Extracted data Block Start

Issue #1851, opened 2016-02-25
[Pending: csub cache simplification] Database model in post-ONTIMEINTERVAL times


fgalan:
Currently we use the following data model for the csubs collection:

       "conditions" : [
                {
                        "type" : "ONCHANGE",
                        "value" : [
                                "temperature "
                        ]
                }
        ],

However, given that after removing ONTIMEINTERVAL we don't need to distinguish between different types, it could be simplified to just:

       "conditions" : [ "temperature " ],

This of course involves a data migration process (i.e. migration scripts need to be created and tested as part of this issue implementation). Thus, this issue should be scheduled along with other issue requiring database migration to "pack" them all as much as possible in the same Orion version.

**Effort: 2 man day**

fgalan:
In order to align with APIv2, we could use `condition` instead of `conditions` in the DB model.

fgalan:
Code and modifications to database_model.md done in PR #2356.

fgalan:
Migration script (+doc) done at PR https://github.com/telefonicaid/fiware-orion/pull/2363

fgalan:
Most of the work done, although some adjustment at cache structures is required. Look for "FIXME #1851" at mongoSubCache.cpp.

fgalan:
Almost completed by PR https://github.com/telefonicaid/fiware-orion/pull/2483. Some function cleanup pending.

fgalan:
Cleanup completed in PR https://github.com/telefonicaid/fiware-orion/pull/2487

PR #2152, opened 2016-05-19
Refactor of csub create/update NGSIv1 logic to use fresh new NGSIv2 csub create/update backend

fgalan:
Lot of old code removed. In addition, NGSIv1 parts isolation has improved (thus, its future removal will be easier).

It is worth mentioning that **no .test** what touched in this PR, which provides enough guarantee regarding the refactoring.

Unit test however have some modifications that should be reviewed. I'll add some comment about them.

@kzangeli 
@crbrox


test/unittests/mongoBackend/mongoSubscribeContext_test.cpp
```diff
@@ -331,7 +330,7 @@ TEST(mongoSubscribeContext, Ent1_Attr0_C1)
     EXPECT_EQ(id, sub.getField("_id").OID().toString());
     EXPECT_EQ(1360236300, sub.getIntField("expiration"));
     EXPECT_FALSE(sub.hasField("lastNotification"));
-    EXPECT_FALSE(sub.hasField("throttling"));
+    EXPECT_EQ(-1, sub.getIntField("throttling"));
```
fgalan: Slight change in how throttling is persisted, but I doesn't involve a functional e2e change at the end. What do you think?

src/lib/mongoBackend/mongoUpdateContextSubscription.cpp
```diff
@@ -56,487 +46,43 @@ HttpStatusCode mongoUpdateContextSubscription
...
   {
-    //
-    // The hasField check is needed as Throttling might not be present in the original doc
-    // FIXME P1: However, we could include Throttling in the new doc anyway ...
-    //
-    if (sub.hasField(CSUB_THROTTLING))
+    // Check OrionError. Depending the error kind, details are included or not in order
+    // to have a better backward compatiblity
+    // FIXME: should we? or it is better modify .test and provide more accurate errors with 'details'?
+    if (oe.code == SccContextElementNotFound)
```
fgalan: Maybe is better not doing exceptions and modifying the .test adding the extra "detail" field. In some way, it would be a kind of "fixing", as now we can provide more info about the error.

What do you think?

src/lib/apiTypesV2/SubscriptionUpdate.h
```diff
@@ -32,23 +32,26 @@ namespace ngsiv2
...
       statusProvided       (false),
       notificationProvided (false),
       attrsFormatProvided  (false),
-      throttlingProvided   (false)
-      {}
+      throttlingProvided   (false),
+      fromNgsiv1           (false)
+      {
+        descriptionProvided = false;
+      }
```
kzangeli: So, descriptionProvided has been removed from the class but a variable `descriptionProvided` is set in the constructor ...  ?

src/lib/apiTypesV2/SubscriptionUpdate.h
```diff
@@ -32,23 +32,26 @@ namespace ngsiv2
...
   public:
-    bool  descriptionProvided;
     bool  subjectProvided;
     bool  expiresProvided;
     bool  statusProvided;
     bool  notificationProvided;
     bool  attrsFormatProvided;
     bool  throttlingProvided;
 
+    bool  fromNgsiv1;          // to support an special case when the SubscriptionUpdate comes from NGSIv1
```
kzangeli: typo: an => a

test/unittests/mongoBackend/mongoSubscribeContext_test.cpp
```diff
@@ -1100,17 +1083,13 @@ TEST(mongoSubscribeContext, EntN_Attr0_CN)
 
     std::vector<BSONElement> conds = sub.getField("conditions").Array();
     std::vector<BSONElement> condValues;
-    ASSERT_EQ(2, conds.size());
+    ASSERT_EQ(1, conds.size());
```
fgalan: Another interesting consequence of this refactoring is that now it "collapse" all attributes in no matter how much condition vectors element into just one. I mean, previous to this PR if we have in the API:

conditions: [
{ type: ONCHANGE, values: [ A, B ] },
{ type: ONCHANGE, values: [ C, D ] },
]

that ended in DB in a similar estructure.

Now, with this PR, that will be stored in DB as:

conditions: [ 
{type: ONCHANGE, value: [ A, B, C, D ]
]

I think this is benefitial, in some way a step in the road to https://github.com/telefonicaid/fiware-orion/issues/1851

src/lib/mongoBackend/mongoUpdateSubscription.cpp
```diff
@@ -238,6 +240,89 @@ static void setAttrs(const SubscriptionUpdate& subUp, const BSONObj& subOrig, BS
...
+
+  std::vector<std::string> attributes;
+  std::vector<BSONElement> attrs = getFieldF(subOrig, CSUB_ATTRS).Array();
+  for (unsigned int ix = 0; ix < attrs.size(); ++ix)
+  {
+    attributes.push_back(attrs[ix].String());
+  }
+
+
+  /* Conds vector (and maybe and initial notification) */
```
kzangeli: and => any ?

test/unittests/mongoBackend/mongoSubscribeContext_test.cpp
```diff
@@ -2887,7 +2838,7 @@ TEST(mongoSubscribeContext, matchEnt1_AttrN_CN_disjoint)
     attrsFilter.push_back("A2");
 
     EXPECT_CALL(*notifierMock, sendNotifyContextRequest(MatchNcr(&expectedNcr),"http://notify.me", "", "", "no correlator", NGSI_V1_LEGACY, attrsFilter))
-            .Times(2);
+            .Times(1);
```
fgalan: This is another interesting side-effect... Several TEST has changed with regards the number of Times the sendNotifyContextRequest() was hit.

Not sure why 2 was the value before this PR but, as far as I understand, the right thing is 1 time. I mean, as a consequence of a single csub create or update as much as one call should hit sendNotifyContextRequest().

What do you think?

Surprisingly, no .test was needed modification regarding this. Maybe is "internally hiden". 

Not sure if this should be mentioned in CNR... actually, I'm not sure about what to mention exactly :)

src/lib/apiTypesV2/SubscriptionUpdate.h
fgalan: It has been removed from the child class (so I cannot use initialization list), but stills in the parent class.

I mean, descriptionProvided was (wrongly) being used in both chil and parent. I have removed in child, but I cannot use initialization list now (or maybe is possible but I don't know how :)

src/lib/ngsi10/UpdateContextSubscriptionRequest.cpp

Extracted data Block End

**To do**
The required output is the stretch of entries above from the line containing "that ended in DB in a similar estructure." through the line containing "fgalan: This is", reproduced exactly.

**Exercise result**
that ended in DB in a similar estructure.

Now, with this PR, that will be stored in DB as:

conditions: [ 
{type: ONCHANGE, value: [ A, B, C, D ]
]

I think this is benefitial, in some way a step in the road to https://github.com/telefonicaid/fiware-orion/issues/1851

src/lib/mongoBackend/mongoUpdateSubscription.cpp
```diff
@@ -238,6 +240,89 @@ static void setAttrs(const SubscriptionUpdate& subUp, const BSONObj& subOrig, BS
...
+
+  std::vector<std::string> attributes;
+  std::vector<BSONElement> attrs = getFieldF(subOrig, CSUB_ATTRS).Array();
+  for (unsigned int ix = 0; ix < attrs.size(); ++ix)
+  {
+    attributes.push_back(attrs[ix].String());
+  }
+
+
+  /* Conds vector (and maybe and initial notification) */
```
kzangeli: and => any ?

test/unittests/mongoBackend/mongoSubscribeContext_test.cpp
```diff
@@ -2887,7 +2838,7 @@ TEST(mongoSubscribeContext, matchEnt1_AttrN_CN_disjoint)
     attrsFilter.push_back("A2");
 
     EXPECT_CALL(*notifierMock, sendNotifyContextRequest(MatchNcr(&expectedNcr),"http://notify.me", "", "", "no correlator", NGSI_V1_LEGACY, attrsFilter))
-            .Times(2);
+            .Times(1);
```
fgalan: This is another interesting side-effect... Several TEST has changed with regards the number of Times the sendNotifyContextRequest() was hit.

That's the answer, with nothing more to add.